Segment Start: RECORD EXTRACTS

PR #48, opened 2023-02-28
Association proof + send key protos

richardhuaaa:
Outcome of previous discussion from what I understand:
1. We are sticking to an association proof type rather than folding it into the layer above
2. Wait for the send key changes before landing the association proof changes - @michaelx11 asked me to go ahead and put up a PR that includes both

Tbh I don't think the send key changes are too disruptive! This is basically the same as the previous PR (#43), but the changes to public_key.proto are different. I'll leave some explanatory comments below.

### DIFF
--- a/go/message_contents/public_key.pb.go
+++ b/go/message_contents/public_key.pb.go
@@ -213,8 +213,8 @@ func (x *SignedPublicKeyRevocationV1) GetProof() *RevocationProof {
 	return nil
 }
 
-// Wrapper for send keys. There will likely be additional metadata in the future,
-// for example app/device label
+// Wrapper for send keys. There will likely be additional metadata in the
+// future, for example app/device label
 type SendKey struct {
 	state         protoimpl.MessageState
 	sizeCache     protoimpl.SizeCache


proto/message_contents/proof.proto
```diff
@@ -0,0 +1,32 @@
...
+import "message_contents/signature.proto";
+
+option go_package = "github.com/xmtp/proto/v3/go/message_contents";
+option java_package = "org.xmtp.proto.message.contents";
+
+// Association Proof proves that identity key material is associated with
+// a specific individually.
+message AssociationProof {
+    // Legacy: "XMTP : Create Identity ..." Signature Payload
+    message LegacyCreateIdentityProof {
```
jazzz, line 15: I was originally hesitant about making these Messages over enums, however in the future messages will make it easier to support 1271

proto/message_contents/public_key.proto
```diff
@@ -26,6 +27,25 @@ message UnsignedPublicKey {
...
 
+message SignedPublicKeyV2 {
+    bytes key_bytes = 1;  // embeds an UnsignedPublicKey
+    AssociationProof proof = 2; // signs key_bytes
+}
+
+message SignedPublicKeyRevocation {
+    bytes key_bytes = 1;  // embeds an UnsignedPublicKey
+    AssociationProof proof = 2; // signs key_bytes
+}
```
jazzz, line 38: I'm uncertain that Revocation messages ought to support dynamic signatures.

Allowing for a association proof could provide an DOS attack surface, as a malicious app could attempt to hide a READKey revocation message in a SIWE message for example. Is this something that should be supported?

Requiring a explicit message "REVOKE XMTP KEY 0x11111...." would provide a clear visual cue about what is occurring. This would however make it difficult to revoke multiple keys at once. Thoughts?

proto/message_contents/proof.proto
```diff
@@ -0,0 +1,32 @@
...
+        // Text is the identitySignaturePayload e.g. Create Identity ...
+        bytes text = 1;
+        // Signature is the same as SignedPublicKey.Signature historically
+        Signature signature = 2;
```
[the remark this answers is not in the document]
jazzz: > are the same thing right (effectively a TextSchema)? 

No. in my mind they are different -- however the names could be be improved.

SignatureValidation -> TextSchema
SignatureGeneration -> what spec was used to generate the signature. e.g EIP191, CAIP-X

One addresses which text was passed to the signer. the other addresses which specification the signer uses to create signatures.

proto/message_contents/proof.proto
```diff
@@ -0,0 +1,32 @@
...
+package xmtp.message_contents;
+
+import "message_contents/signature.proto";
+
+option go_package = "github.com/xmtp/proto/v3/go/message_contents";
+option java_package = "org.xmtp.proto.message.contents";
+
+// Association Proof proves that identity key material is associated with
+// a specific individually.
+message AssociationProof {
```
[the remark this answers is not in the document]
jazzz: I don't quite follow the goal.

If there are multiple resources being used in the SIWE, (e.g. XMTP-CREATE-IDENTITY, XMTP-PROVISION-SENDKEY)

Where would the signature and text be stored if not attached to the PublicKey?

proto/message_contents/public_key.proto
```diff
@@ -26,6 +27,25 @@ message UnsignedPublicKey {
     }
 }
 
+message SignedPublicKeyV2 {
+    bytes key_bytes = 1;  // embeds an UnsignedPublicKey
+    AssociationProof proof = 2; // signs key_bytes
+}
```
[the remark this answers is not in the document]
jazzz: > one for new contact bundles (with identity key and pre-key)

Is there a direct need to generate a new ReadKey? or could the existing IdentityKey be used for the time being? -- That is clients search for readKeys in the ContactTopic, and use the existing identityKey. 

It would be great to keep IdentityKey rotation (which is a parallel work stream)  separate if possible.

proto/message_contents/proof.proto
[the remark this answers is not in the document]
jazzz: I don't immediately see how I would get the shared proof as a recipient in order to validate a key.

The message sent contains a SignedPublicKey, how would I verify the key was valid?

proto/message_contents/public_key.proto
jazzz: 1) Heres an example of the SIWE which uses resources https://docs.login.xyz/general-information/siwe-overview/eip-4361#example-message-to-be-signed

2)  `isn't this symmetric between provisioning a new key, and revoking an old key?` It could be made to be symmetric.

My best argument for asymmetric process would be; If a malicious developer phishes a key by generating an 'Underhanded' SIWE, a user can revoke that key and all messages would be flagged as potentially spam.

If a malicious developer phishes a revocation, the user has no recourse. Those messages will be flagged in all other recipients. Since revocation is permanent, having an explicit revocation text (rather than a SIWE) would make it clearer to users the impact of this action.

examples:

```
AcmeApp.org wants you to sign in with your Ethereum account:
0xc02aaa39b223fe8d0a0e5c4f27ead9083c756cc2

URI: https://AcmeApp.org/login
Version: 1
Chain ID: 1
Nonce: 32891756
Issued At: 2023-02-28T01:25:24Z
Resources:
- ipfs://bafybeiemxf5abjwjbikoz4mc3a3dla6ual3jsgpdr4cjr3oz3evfyavhwq/
- xmtp://revoke-key/b8bab08eb3e9301a430a4104a39004b1a57e6f6fd0f6f460f7fc805415fa31e1c9515940612486dc45ce06148ce5c15e14f3cf83a5f8114ada66a641ca30ba510168a58a2cdbe7289c584f42
``` 

```
==========================================
XMTP REVOCATION REQUEST
==========================================
Signing this request will invalidate the associated key, and mark all messages as invalid. This cannot be undone. For more information visit: 'https://xmtp.org/KeyRevocation' for more information 

KeyDetails:

createdAt: 2023-02-21
key:b8bab08eb3e9301a430a4104a39004b1a57e6f6fd0f6f460f7fc805415fa31e1c9515940612486dc45ce06148ce5c15e14f3cf83a5f8114ada66a641ca30ba510168a58a2cdbe7289c584f42
```

michaelx11 (commented):
Looks good overall, we should use a different Proof type for each use case i.e. AssociationProof = these bytes <> this identity, and RevocationProof = these bytes </> this identity.

proto/message_contents/proof.proto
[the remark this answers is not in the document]
michaelx11: I see, so one way of kind of formulating the proposal above is to have:

1) Different use case proofs (Association, Revocation)
2) Different types of proofs for each use case (AssociationLegacy, AssociationSIWE)
3) Everything below this level is either a Signature or a protobuf primitive (AssociationLegacy.signature, AssociationLegacy.bytes, ...)

I generally agree with that, but with the caveat that I think having `SignatureSpec` and `SignatureFormat` allows us to reuse code more within layer (2)), but I don't have too strong feelings. As long as we don't have the one layer approach of:

```
AssociationProof {
...
every
field
ever needed by any variation
...
}
```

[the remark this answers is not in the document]
jazzz: I'm not too picky here and don't want to block development. -- More important that we have a robust versioning system which can incorporate new types in the future.

The core reason why I would push for "SignatureGeneration" method be captured somewhere -- perhaps the signature is the correct place. Is to capture different levels of responsibility.

SignatureFormat -> Determined by blockchain
SignatureGeneration -> Determined by wallet developers
SignatureValidation -> Determined by app developer

By coupling two of these together future development in complicated -- Particularly as XMTP tries to become/remain chain agnostic an implicit assumption that all signatures are EIP191 will mean developers are excluded unnecessarily.

proto/message_contents/public_key.proto
```diff
@@ -26,6 +27,25 @@ message UnsignedPublicKey {
     }
 }
 
+message SignedPublicKeyV2 {
+    bytes key_bytes = 1;  // embeds an UnsignedPublicKey
```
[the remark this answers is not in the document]
michaelx11: Oh yup, you're right. I forgot this is an embed of the UnsignedPublicKey

proto/message_contents/public_key.proto
```diff
@@ -26,6 +27,25 @@ message UnsignedPublicKey {
...
+    AssociationProof proof = 2; // signs key_bytes
+}
+
+message SignedPublicKeyRevocation {
+    bytes key_bytes = 1;  // embeds an UnsignedPublicKey
+    AssociationProof proof = 2; // signs key_bytes
```
michaelx11: Given our talk I thought this would be a RevocationProof message? The idea being the proof's type makes it super clear what the purpose of the proof is. Otherwise, is there a distinguishing factor between an AssociationProof used to associate and one used to revoke?

proto/message_contents/proof.proto
```diff
@@ -0,0 +1,46 @@
...
+}
+
+// A revocation proof proves that a child key (and/or other data) has been
+// revoked by a parent key
+message RevocationProof {
+    // A custom payload format defined in a future RFC
+    message SignedRevocationRequest {
+        bytes text = 1;
+        Signature signature = 2;
+    }
```
jazzz, line 41: how will a developer know how this text ought to be validated? 
Is the intention that it is static for this message type? or is dynamic?

proto/message_contents/proof.proto
```diff
@@ -0,0 +1,46 @@
...
+
+    oneof union {
+        SignedRevocationRequest signed_revocation_request = 1;
```
jazzz, line 44: if this union is to support versions can the SignedRevocationRequest be primitively gvie a version number so its consistent in the future?

proto/message_contents/proof.proto
```diff
@@ -0,0 +1,46 @@
...
+import "message_contents/signature.proto";
+
+option go_package = "github.com/xmtp/proto/v3/go/message_contents";
+option java_package = "org.xmtp.proto.message.contents";
+
+// An association proof proves a child key (and/or other data) has been
+// associated with a parent key.
+message AssociationProof {
+    // Legacy: "XMTP : Create Identity ..." format
+    message LegacyCreateIdentityProof {
```
jazzz, line 15: DUST: Legacy will have less and less meaning and time moves on. 

Rename to 'CreateIdentityProof' or 'StaticCreateIdentityProof' ?

proto/message_contents/public_key.proto
michaelx11: oh I must have been on a super old version of this file, disregard

proto/message_contents/public_key.proto
```diff
@@ -26,6 +27,30 @@ message UnsignedPublicKey {
     }
 }
 
+// Signed public key that uses self-describing signatures (aka
+// 'AssociationProof')
+message SignedPublicKeyV2 {
+    bytes key_bytes = 1;  // embeds an UnsignedPublicKey
```
jazzz, line 33: Clarifying: Its an explicit choice to have the bytes being associated with a wallet be external to the associationProof?

jazzz (commented):
I've added a some last comments (mostly DUST). I'm happy to move out of the way to keep this moving. 

Summary: 
- Adding verbosity to names would help, new developers understand what it going on.
- Added explicit V1's to names so its consistent and clear how future versions should be added

michaelx11 (commented):
Awesome work, looks super close. We can refine the exact fields and stuff later but definitely have a good structure down

proto/message_contents/proof.proto
michaelx11: This is a great point

jazzz (approved):
giving this a 👍 as I don't have any hard blockers. I think there are some fixups but @richardhuaaa can decide what to keep and what to leave behind.

proto/message_contents/public_key.proto
jazzz: for simplicity I've tried to break down the usages of signatures into different concepts which allows them to be specialized. AssociationProof only addresses a wallet looking to associate a key with its account.

I Imagine signing a message for integrity would be captured in an IntegrityProof which would have different requirements -- Favoring a digest over the input text for example

michaelx11 (approved):
ship it, the overall structure seems good and we can add more fields to specific Proof submessages as we need them

PR #50, opened 2023-03-02
Update signed private key to support proofs

richardhuaaa:
I would prefer to convert this into a `oneof`, but I can't confirm with certainty that this will work across all languages. I need to use the [`generate` method](https://github.com/xmtp/xmtp-js/blob/8cae820b247a2bf7663c277c2d3a2e03f02493b4/src/crypto/PrivateKey.ts#L48) of SignedPrivateKey to create send keys, for now I'll modify that method to serialize in both formats.


jazzz:
Can you explain the necessity of this change in more detail?

- > but I can't confirm with certainty that this will work across all languages.

   - Which languages are there concerns around? What is the source of the potential incompatibility? 

- SignedPrivateKeys are not in in the SDK's at this time. Does this change how the problem should be approached at all?

michaelx11:
Do we need to change `SignedPrivateKey` at all or can we create a new `SendKey` type? For backwards compatibility (V3 -> V2), we can just take the SendKey's `SignedPublicKeyV2` fields and massage them into a `SignedPublicKey`. The constructed `SignedPublicKey` can be used in message headers, invites, etc

michaelx11:
There's already a good amount of duplication between `SignedPrivateKey` and `PrivateKey`.

There is currently this nice mapping between protos and typescript classes right now, one Typescript class to implement one proto message. A change like this kind of commits us to shoving all SendKey private key logic into `SignedPrivateKey` going forward. It'll live side by side with all the old code. Not necessarily a bad approach but things could get messy versus a completely separate class.

From what I'm reading we need `generate` to create new SendKey private material. The problem is that this returns a `SignedPrivateKey (old)` type with an old SignedPublicKey? One approach is to have a SendKeyPrivate class that extends `SignedPrivateKey` and just wraps `generate` and does some shuffling to create a SignedPublicKeyV2 from the SignedPublicKey.

jazzz:
> I can see them here: https://github.com/xmtp/xmtp-js/blob/8cae820b247a2bf7663c277c2d3a2e03f02493b4/src/crypto/PrivateKey.ts#L28. 

I should have been more precise. No clients are generating SignedPrivateKeyBundles, and to my knowledge they are not persisted on the network at all. This is the last step of the SignedKey migration path is to enable users to generate these keyTypes. From a lens of backwards compatibility, I'm not sure the existing keyType needs to be supported.

> I don't think there is anything different about a send key private key compared to any other private key. 

Once full deployed SendKeyBundles cannot be used where SignedPrivateKeyBundles can. So having some ability for clients to discern between them will be needed -- thought its can occur during key discovery via topics

michaelx11:
Dumb question: why can't SendKey be serialized with an `AssociationProof` if there isn't a `SignedPublicKeyV2` in the `SignedPrivateKey`? I know you have a link I just can't find it off the top of my head.

I think this confusion is why I'm trying to push for having new types for anything related to the SendKey effort as much as possible. If we need to worry about legacy, we can just stick those bytes from the new protos into the old format

jazzz:
Where in the flow are sendKey-PrivateKeys being serialized? My understanding was that SendKeys were largely ephemeral.
If they are not materialized and the intention is to convert the Public and private components into the legacy types if needed. I'm confused as to why there is a need for changes to the stored PrivateKey.

michaelx11:
I don't think I fully understand the coupling. Could you give the me the TL;DR again? Basically, gotta disprove my current thinking which is:

```
[v2 clients] (could be locked today) <--- conversion code ---> [v3 clients, with all new proto types for signedpublic and signedprivate keys]
```

PR #51, opened 2023-03-03
Add peer_address

neekolas:
## Summary

Adds a `peer_address` field to simplify management of conversations. This allows the `ConversationReference` to be free-standing, and all the SDK needs to work with a conversation.

## Notes
Because these protos are not currently persisted anywhere, I can add new fields out of order without worrying about breaking anything.


michaelx11 (approved):
It does hurt my soul a bit, but like you said no practical implications for reordering fields. Ship it!

neekolas:
I know. It's everything I've been taught not to do with Protobuf. 

But I'd rather have them in a pretty order forever.

PR #52, opened 2023-03-09
New signature and send key protos

richardhuaaa:
Another iteration of protos for generic proof types and send keys incorporating lessons from a prototype I have built and prior discussion. Hopefully this is much cleaner, look forward to the discussion!

Previous discussion: https://github.com/xmtp/proto/pull/48


proto/message_contents/signature.proto
```diff
@@ -27,3 +30,59 @@ message Signature {
...
+        Signature signature = 2;
+    }
+    oneof version {
+        V1 v1 = 1;
+    }
+}
+
+// Dynamic signature using sign-in with Ethereum format (EIP-4361)
+// The use-case is inferred from the signature text
+// Issue: use-case might be ambiguous
```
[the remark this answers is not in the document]
michaelx11: I'm down for a ClaimType field!

proto/message_contents/public_key.proto
```diff
@@ -27,50 +26,58 @@ message UnsignedPublicKey {
     }
 }
 
-// Signed public key that uses self-describing signatures (aka
```
mkobetic, line 30: I assume these were all added in the previous prototype and so we're not worried about backward compatibility with these?

mkobetic:
I'm not quite up to speed on the send key / account linked key ideas so can't really comment on that, but I don't see a structural issue here.

One more general remark, the ambition was that between PROTOCOL.md and the proto files we should have a fairly exhaustive definition of the protocol, ideally sufficient for someone to implement it themselves. That would probably help someone like me to ponder the semantics as well.

Also at some point we should start getting into the habit of writing XIPs for these changes.

proto/message_contents/private_key.proto
```diff
@@ -12,7 +12,34 @@ import "message_contents/public_key.proto";
 option go_package = "github.com/xmtp/proto/v3/go/message_contents";
 option java_package = "org.xmtp.proto.message.contents";
 
-// PrivateKey generalized to support different key types
+// A private key with a corresponding public key that is provably linked
+// to a user account
```
mkobetic, line 16: What makes the key account linked?

jazzz: The "Create Identity Signature" is used to Link a blockchain account to an XMTP Account/Identity Key. This is the definition of account linking. The concept behind an accountLinkedKey is to split up how keys are used in the Protocol by intent rather than cryptographic construct. 

E.g The sendKey work will enable a wider range of signatures to be used to link accounts such as SIWE

mkobetic: Ah right, I confused myself. SignedPrivateKey isn't actually signed itself, it's the corresponding PublicKey that is signed. It's been a while 😓

proto/message_contents/invitation.proto
```diff
@@ -11,6 +11,73 @@ import "message_contents/public_key.proto";
 option go_package = "github.com/xmtp/proto/v3/go/message_contents";
 option java_package = "org.xmtp.proto.message.contents";
 
+// Unsealed invitation V2
+message InvitationV2 {
+    // Supported encryption schemes
+    // AES256-GCM-HKDF-SHA256
```
jazzz, line 17: Is the intention to use this Invitation for Invites sent to participants? Or only the invites sent to yourself?

proto/message_contents/invitation.proto
```diff
@@ -11,6 +11,73 @@ import "message_contents/public_key.proto";
...
+    // message encryption scheme and keys for this conversation.
+    oneof encryption {
+        // Specify the encryption method to process the key material properly.
+        Aes256gcmHkdfsha256 aes256_gcm_hkdf_sha256 = 3;
+    }
+
+    // The address of the person being invited to the conversation. This
+    // field must only be used if the send_key_bundle attached
+    // to the invitation header originates from your own account.
+    string recipient_address_untrusted = 4;
```
jazzz, line 47: As I read this, this field is encrypted on the network so it is private, and unsigned so it is deniable. Is this true?

proto/message_contents/private_key.proto
```diff
@@ -65,13 +84,29 @@ message PrivateKeyBundleV1 {
...
+    repeated SignedPrivateKey pre_keys = 2;
+}
 
 
 // Versioned PrivateKeyBundle
 message PrivateKeyBundle {
     oneof version {
         PrivateKeyBundleV1 v1 = 1;
         PrivateKeyBundleV2 v2 = 2;
+        PrivateKeyBundleV3 v3 = 3;
```
jazzz, line 109: 🔥

proto/message_contents/signature.proto
```diff
@@ -27,3 +30,59 @@ message Signature {
...
+}
+
+// A signature used to link a key to an account, with
+// sign-in with Ethereum format (EIP-4361).
+// The key_bytes and role must be validated
+// against the signature text
+message AccountLinkedSIWESignature {
+    // V1
+    message V1 {
+        AccountLinkedRole role = 1;
```
jazzz, line 81: Can you explain how this mechanism works?

If the intention is to use SIW* resource lines to define keys. Isn't the relationship between Signature and Role 1:M?

Is there a need that this is captured when persisted rather than determined during validation? i.e. a Signature is validated for a specific role at runtime? e.g.`signature.validate(inputBytes, ROLE_SEND) -> false`

michaelx11 (approved):
Looks good!

jazzz (approved):
I like where this ended up. Looks good for Beta

PR #55, opened 2023-03-11
Add CODEOWNERS and triage action

nplasterer:
This adds a codeowner file and a triage action for new issues reported.

### DIFF
--- a/.github/CODEOWNERS
+++ b/.github/CODEOWNERS
@@ -1,0 +1,3 @@
+# Global rule:
+*     @xmtp/engineering
+*.md  @jhaaaa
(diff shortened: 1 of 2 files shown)


.github/CODEOWNERS
```diff
@@ -0,0 +1,3 @@
+# Global rule:
+*     @xmtp/engineering
```
nplasterer, line 2: I figure since this spans a lot of engineers it might be okay to use engineering here. But also could be convinced to use a smaller subset of proto pod people if we want to create a team?

jazzz (approved):

.github/CODEOWNERS
jazzz: Seems good for now, given its unclear exactly who should be on that list. Once it becomes clear the list can be tightened down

Segment End: RECORD EXTRACTS

ASSIGNED TASK:
Sift the material for lines that include the word "corresponding", and copy each one.

EXERCISE OUTPUT:
+// A private key with a corresponding public key that is provably linked
mkobetic: Ah right, I confused myself. SignedPrivateKey isn't actually signed itself, it's the corresponding PublicKey that is signed. It's been a while 😓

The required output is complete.